Getting “a grip” (on MY back pain) — 2 Comments

  1. Actually, I don’t really understand this.”And where does the Alexander Technique come in?

    Don’t do this as an exercise with multiple repetitions!
    Slow down and explore!
    Do not hold your breath!
    Do not pull down and tighten your neck!
    Find the muscles you do not want to work: Gluteus Maximus, pelvic floor, abdominals, diaphragm, intercostal muscles…” And I DO want to ask you for your thoughts on my cerebellar ataxia which plagues my balance and ability to walk. My sister Deb S. lives in Cheshire; maybe I’ll catch up w/ you someday! Hope your back pain gets better. Try hot peppers? :>)

    • Hello Bob,
      Thank you for reading my blog and for engaging with its content.

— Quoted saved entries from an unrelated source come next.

PR #1463, opened 2016-09-22
Calculate taxes in OrderContents instead of in a LineItem callback

jordan-brough:
And mark Tax::ItemAdjuster as api-private (to discourage stores &
extensions from calling it outside of the context of
Tax::OrderAdjuster).

This PR may result in a little more load because we're now calling
Tax::OrderAdjuster at some times when previously we would've just
called Tax::ItemAdjuster.

Also, we're now _always_ calling Tax::OrderAdjuster after
OrderContents#update_cart, instead of only when the location changes.

Benefits:
- It gets rid of an ActiveRecord callback
- It seems safer to call this in more cases
- It moves toward performing tax calculations at the order level
instead of at the line level.

See also https://github.com/solidusio/solidus/issues/1252

### DIFF
--- a/CHANGELOG.md
+++ b/CHANGELOG.md
@@ -1,5 +1,12 @@
 ## Solidus 2.1.0 (master, unreleased)
 
+*   Remove callback `Spree::LineItem.after_create :update_tax_charge`
+
+    Any code that creates `LineItem`s outside the context of OrderContents
+    should ensure that it calls `order.create_tax_charge!` after doing so.
+
+*   Mark `Spree::Tax::ItemAdjuster` as api-private
+
 *   Analytics trackers were removed from the admin panel; the extension
     `solidus_trackers` provides the same functionality
 
--- a/core/app/models/spree/line_item.rb
+++ b/core/app/models/spree/line_item.rb
@@ -31,8 +31,6 @@ module Spree
     validates :price, numericality: true
     validate :ensure_proper_currency
 
-    after_create :update_tax_charge
-
     after_save :update_inventory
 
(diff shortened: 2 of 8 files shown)


mamhoff:
I'm 👍 on this.

bbuchalter:
First let me say, the change looks great from a technical level. Always happy to see more red than green. 👍 

Wanted to comment on this: 
> It moves toward performing tax calculations at the order level instead of at the line level.

I'll say one challenge with this is refunds, at least with TaxCloud, because you don't get any line item breakdown of the tax calculation. If a customer makes a partial refund of an order, without line item records of how much tax was collected, it's impossible to create tax-accurate refunds. This topic hasn't yet been broached in https://github.com/solidusio/solidus/issues/1252, so perhaps that's a better forum for it?

jordan-brough:
> without line item records of how much tax was collected

@bbuchalter to be clear -- the idea is still for taxes to be _calculated_ and _recorded_ in Solidus at the line level.  But we need the tax calculation to be _invoked_ at the order level (i.e. calculate taxes on all the order's items at the same time).  Does that address your concern at all?

bbuchalter:
Yes, absolutely. Thank you. Will be very interested to see how that is done in a performant way! Thanks for all your work and making the work so visible. ❤️

bbuchalter:
> I'll say one challenge with this is refunds, at least with TaxCloud, because you don't get any line item breakdown of the tax calculation.

This turns out not to be true. For TaxCloud the individual taxes are recorded in the `CartItem#amount` field. Thanks Jordan for following up on this with me.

      My description of muscles and how to squeeze them to stabilize the pelvis could be understood as an exercise program. That is not what I am trained to do and it’s not what the Alexander Technique is about. I wanted to share my discovery of a muscle group that is a bit tricky to locate and how the journey has helped me tremendously. In lessons I can offer a more quiet mind body approach to physical demands. I hope that makes sense.

      Working on balance is a part of my teaching with almost all students, the older we get, the more it becomes part of lessons. Over the years I also found that the most simple procedures of the Alexander Technique help symmetry and awareness and therefore balance.